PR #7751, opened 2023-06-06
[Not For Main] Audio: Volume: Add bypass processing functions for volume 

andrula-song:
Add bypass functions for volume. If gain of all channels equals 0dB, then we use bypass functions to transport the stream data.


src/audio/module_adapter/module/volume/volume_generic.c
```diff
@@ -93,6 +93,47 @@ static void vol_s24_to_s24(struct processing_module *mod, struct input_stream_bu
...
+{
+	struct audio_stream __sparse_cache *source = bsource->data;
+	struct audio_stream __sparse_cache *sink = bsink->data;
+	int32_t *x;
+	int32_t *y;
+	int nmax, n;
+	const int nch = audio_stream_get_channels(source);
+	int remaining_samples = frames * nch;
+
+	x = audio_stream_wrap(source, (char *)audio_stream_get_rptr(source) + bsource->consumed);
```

■ ■ ■ ■ ■

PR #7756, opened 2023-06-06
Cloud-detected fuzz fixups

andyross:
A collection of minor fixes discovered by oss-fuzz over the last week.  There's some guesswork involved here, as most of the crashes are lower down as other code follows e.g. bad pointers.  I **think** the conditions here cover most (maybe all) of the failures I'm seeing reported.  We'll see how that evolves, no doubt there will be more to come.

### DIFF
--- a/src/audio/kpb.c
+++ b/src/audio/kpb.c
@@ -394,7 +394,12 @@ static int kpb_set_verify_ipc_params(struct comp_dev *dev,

■ ■ ■ ■ ■

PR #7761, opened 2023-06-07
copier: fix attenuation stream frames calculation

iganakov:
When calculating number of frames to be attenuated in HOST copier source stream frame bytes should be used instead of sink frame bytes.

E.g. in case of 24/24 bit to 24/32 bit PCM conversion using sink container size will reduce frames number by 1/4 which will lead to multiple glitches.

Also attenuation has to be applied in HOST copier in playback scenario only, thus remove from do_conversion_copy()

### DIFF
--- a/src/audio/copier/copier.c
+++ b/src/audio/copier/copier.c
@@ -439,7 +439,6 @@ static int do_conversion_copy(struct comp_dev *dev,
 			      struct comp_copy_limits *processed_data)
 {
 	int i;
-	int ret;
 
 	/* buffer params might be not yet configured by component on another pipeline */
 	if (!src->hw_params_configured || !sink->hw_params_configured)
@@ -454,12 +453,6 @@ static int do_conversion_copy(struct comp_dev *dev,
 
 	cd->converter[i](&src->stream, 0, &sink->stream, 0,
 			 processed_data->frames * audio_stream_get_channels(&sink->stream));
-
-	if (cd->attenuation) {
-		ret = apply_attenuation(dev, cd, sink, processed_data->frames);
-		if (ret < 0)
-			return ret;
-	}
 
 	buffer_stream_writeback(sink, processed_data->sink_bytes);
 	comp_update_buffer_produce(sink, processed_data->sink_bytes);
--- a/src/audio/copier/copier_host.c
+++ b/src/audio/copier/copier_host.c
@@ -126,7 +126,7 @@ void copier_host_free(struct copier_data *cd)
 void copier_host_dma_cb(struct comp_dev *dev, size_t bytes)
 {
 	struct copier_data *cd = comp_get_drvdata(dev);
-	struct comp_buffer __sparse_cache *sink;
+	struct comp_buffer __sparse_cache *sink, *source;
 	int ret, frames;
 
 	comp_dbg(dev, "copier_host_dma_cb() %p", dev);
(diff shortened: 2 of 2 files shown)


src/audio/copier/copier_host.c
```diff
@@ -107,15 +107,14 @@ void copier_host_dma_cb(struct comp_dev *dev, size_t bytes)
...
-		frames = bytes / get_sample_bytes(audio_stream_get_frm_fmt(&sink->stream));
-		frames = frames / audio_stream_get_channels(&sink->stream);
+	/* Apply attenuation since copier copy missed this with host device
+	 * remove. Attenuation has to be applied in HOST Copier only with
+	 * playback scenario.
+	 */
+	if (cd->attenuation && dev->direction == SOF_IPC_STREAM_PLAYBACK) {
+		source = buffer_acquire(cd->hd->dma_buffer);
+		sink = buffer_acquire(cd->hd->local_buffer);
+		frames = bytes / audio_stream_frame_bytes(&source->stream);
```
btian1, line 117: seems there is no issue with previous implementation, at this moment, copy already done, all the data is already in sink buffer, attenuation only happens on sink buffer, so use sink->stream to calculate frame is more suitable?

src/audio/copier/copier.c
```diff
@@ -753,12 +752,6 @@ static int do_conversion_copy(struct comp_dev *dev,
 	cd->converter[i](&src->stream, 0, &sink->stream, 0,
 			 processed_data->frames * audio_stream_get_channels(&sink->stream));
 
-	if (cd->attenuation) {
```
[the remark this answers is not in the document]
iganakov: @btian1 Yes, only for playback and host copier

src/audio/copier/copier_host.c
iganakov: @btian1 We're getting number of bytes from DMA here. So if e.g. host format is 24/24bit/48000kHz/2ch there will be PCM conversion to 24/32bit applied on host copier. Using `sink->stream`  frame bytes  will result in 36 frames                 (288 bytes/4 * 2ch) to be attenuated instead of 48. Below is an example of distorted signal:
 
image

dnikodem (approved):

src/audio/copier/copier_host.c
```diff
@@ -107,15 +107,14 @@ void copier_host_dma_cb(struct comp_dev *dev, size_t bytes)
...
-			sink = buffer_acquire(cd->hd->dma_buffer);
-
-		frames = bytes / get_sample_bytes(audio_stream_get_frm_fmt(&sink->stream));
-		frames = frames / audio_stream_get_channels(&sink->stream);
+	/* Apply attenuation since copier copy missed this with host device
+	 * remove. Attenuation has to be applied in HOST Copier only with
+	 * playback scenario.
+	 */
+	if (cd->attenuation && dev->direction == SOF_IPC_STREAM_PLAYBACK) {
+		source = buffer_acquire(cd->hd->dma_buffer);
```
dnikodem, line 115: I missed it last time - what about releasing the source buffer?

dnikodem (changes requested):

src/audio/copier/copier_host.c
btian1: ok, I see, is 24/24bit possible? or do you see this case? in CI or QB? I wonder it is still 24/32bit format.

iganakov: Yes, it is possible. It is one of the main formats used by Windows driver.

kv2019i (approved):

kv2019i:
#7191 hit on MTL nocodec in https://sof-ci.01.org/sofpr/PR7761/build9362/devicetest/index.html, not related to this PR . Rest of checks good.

■ ■ ■ ■ ■

The total wanted is the number of lines in the entries above that contain "applied". Give it alone.

### RESPONSE BELOW
4